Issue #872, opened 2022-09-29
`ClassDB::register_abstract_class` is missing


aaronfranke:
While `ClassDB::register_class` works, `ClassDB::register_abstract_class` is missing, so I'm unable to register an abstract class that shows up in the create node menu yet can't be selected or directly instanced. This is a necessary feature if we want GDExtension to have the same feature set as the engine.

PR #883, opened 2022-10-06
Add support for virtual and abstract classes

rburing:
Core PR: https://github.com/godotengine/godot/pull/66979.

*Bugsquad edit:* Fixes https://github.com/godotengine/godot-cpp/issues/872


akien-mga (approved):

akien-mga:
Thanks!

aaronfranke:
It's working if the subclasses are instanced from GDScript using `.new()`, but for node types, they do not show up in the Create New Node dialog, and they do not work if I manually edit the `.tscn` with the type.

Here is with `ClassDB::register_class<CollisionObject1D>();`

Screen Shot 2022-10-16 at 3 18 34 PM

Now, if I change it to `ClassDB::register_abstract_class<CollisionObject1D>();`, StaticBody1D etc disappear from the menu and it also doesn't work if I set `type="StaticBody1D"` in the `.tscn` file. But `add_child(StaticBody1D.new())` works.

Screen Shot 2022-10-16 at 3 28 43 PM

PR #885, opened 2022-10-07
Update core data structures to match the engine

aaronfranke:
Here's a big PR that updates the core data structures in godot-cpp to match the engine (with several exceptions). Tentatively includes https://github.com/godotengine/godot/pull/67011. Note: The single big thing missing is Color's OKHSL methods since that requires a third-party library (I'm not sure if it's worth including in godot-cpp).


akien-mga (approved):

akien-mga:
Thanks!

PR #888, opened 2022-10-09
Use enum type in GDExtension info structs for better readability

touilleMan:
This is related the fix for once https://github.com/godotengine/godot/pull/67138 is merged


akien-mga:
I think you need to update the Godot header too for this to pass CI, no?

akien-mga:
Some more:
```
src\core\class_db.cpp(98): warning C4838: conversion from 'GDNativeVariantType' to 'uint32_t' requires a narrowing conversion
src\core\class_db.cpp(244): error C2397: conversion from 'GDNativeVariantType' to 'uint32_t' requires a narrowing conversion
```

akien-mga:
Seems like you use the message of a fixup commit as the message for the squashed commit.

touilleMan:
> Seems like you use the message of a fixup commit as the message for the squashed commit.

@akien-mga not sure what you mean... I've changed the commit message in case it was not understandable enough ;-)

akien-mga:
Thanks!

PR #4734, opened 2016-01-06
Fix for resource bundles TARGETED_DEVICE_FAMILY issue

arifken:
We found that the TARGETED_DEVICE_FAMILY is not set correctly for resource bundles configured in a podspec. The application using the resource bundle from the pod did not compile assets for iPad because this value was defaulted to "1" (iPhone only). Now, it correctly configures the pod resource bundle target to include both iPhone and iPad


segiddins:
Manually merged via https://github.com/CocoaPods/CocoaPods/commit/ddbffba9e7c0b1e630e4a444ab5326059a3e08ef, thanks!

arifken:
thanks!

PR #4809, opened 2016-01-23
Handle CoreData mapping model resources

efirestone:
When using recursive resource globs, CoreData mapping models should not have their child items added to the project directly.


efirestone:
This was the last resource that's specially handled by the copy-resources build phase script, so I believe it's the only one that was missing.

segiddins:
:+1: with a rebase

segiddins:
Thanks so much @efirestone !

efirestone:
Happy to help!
···
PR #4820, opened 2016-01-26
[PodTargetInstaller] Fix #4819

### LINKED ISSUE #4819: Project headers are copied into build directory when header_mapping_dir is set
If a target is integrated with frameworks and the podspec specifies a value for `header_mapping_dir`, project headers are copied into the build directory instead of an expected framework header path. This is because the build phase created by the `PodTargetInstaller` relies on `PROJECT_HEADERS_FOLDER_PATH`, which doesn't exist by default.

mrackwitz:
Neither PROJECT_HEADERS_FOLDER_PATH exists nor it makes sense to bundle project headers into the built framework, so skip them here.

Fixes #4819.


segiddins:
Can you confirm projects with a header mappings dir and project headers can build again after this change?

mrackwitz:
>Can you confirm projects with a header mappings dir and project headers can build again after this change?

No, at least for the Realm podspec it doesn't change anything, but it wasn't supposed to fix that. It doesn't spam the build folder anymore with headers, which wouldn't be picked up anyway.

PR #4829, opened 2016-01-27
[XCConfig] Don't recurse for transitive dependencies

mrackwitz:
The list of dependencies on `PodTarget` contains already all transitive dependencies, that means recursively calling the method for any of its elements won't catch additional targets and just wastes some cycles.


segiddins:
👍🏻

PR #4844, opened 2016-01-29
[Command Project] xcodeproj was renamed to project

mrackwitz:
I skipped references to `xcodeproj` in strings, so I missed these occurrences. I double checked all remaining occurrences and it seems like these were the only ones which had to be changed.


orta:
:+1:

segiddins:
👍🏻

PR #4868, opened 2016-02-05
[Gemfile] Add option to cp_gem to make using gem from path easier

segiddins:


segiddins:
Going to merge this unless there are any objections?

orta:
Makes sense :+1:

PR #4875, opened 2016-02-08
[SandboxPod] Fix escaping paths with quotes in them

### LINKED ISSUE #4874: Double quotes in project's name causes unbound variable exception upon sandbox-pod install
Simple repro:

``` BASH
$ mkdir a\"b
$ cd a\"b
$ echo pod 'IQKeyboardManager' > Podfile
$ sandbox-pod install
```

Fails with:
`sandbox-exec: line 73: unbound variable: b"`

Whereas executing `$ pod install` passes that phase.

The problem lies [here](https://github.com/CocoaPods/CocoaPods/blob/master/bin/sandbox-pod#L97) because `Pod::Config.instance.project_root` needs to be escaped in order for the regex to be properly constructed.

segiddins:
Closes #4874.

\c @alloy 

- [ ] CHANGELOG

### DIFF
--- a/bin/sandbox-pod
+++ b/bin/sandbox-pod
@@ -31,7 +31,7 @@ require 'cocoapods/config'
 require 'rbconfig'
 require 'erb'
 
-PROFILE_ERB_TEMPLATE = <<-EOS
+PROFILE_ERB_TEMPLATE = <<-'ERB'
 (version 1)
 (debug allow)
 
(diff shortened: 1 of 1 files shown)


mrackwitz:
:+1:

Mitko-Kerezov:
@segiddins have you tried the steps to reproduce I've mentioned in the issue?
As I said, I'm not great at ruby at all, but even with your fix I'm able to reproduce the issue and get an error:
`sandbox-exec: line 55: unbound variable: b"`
···
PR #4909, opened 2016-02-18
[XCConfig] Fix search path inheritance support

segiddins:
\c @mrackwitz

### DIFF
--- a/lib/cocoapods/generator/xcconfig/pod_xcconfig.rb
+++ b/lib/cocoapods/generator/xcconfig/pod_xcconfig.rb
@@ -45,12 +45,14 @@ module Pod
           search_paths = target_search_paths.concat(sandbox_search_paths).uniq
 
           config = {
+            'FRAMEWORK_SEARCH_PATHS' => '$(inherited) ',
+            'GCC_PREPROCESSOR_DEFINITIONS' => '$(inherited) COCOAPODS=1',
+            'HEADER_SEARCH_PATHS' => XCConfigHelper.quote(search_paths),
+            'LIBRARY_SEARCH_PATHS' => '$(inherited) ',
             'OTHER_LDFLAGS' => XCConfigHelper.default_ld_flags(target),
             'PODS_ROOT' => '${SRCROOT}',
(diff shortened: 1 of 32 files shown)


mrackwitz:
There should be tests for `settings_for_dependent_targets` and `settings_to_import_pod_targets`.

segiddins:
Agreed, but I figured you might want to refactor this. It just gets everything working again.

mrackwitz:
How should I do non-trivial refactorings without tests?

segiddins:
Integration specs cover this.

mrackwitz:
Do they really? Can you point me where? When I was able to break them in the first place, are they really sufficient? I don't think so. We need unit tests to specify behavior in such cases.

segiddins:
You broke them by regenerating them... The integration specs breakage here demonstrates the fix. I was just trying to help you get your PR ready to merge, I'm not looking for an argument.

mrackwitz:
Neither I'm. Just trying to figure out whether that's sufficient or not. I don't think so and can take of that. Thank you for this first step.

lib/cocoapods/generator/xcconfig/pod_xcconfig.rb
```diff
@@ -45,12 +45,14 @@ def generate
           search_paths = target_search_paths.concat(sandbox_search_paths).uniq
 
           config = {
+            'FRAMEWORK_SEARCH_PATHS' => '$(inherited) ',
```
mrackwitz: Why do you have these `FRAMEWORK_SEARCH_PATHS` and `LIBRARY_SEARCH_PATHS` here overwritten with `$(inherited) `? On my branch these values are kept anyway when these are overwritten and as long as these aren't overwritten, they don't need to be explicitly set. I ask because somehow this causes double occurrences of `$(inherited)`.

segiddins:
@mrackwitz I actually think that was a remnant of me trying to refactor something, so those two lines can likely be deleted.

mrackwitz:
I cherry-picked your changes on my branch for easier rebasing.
···
▸ **Exercise**: Given the records above, return exactly the lines starting at the line containing "As I said, I'm" and ending at the line containing "line 55: unbound", including both.

▸ **Exercise solution**:
As I said, I'm not great at ruby at all, but even with your fix I'm able to reproduce the issue and get an error:
`sandbox-exec: line 55: unbound variable: b"`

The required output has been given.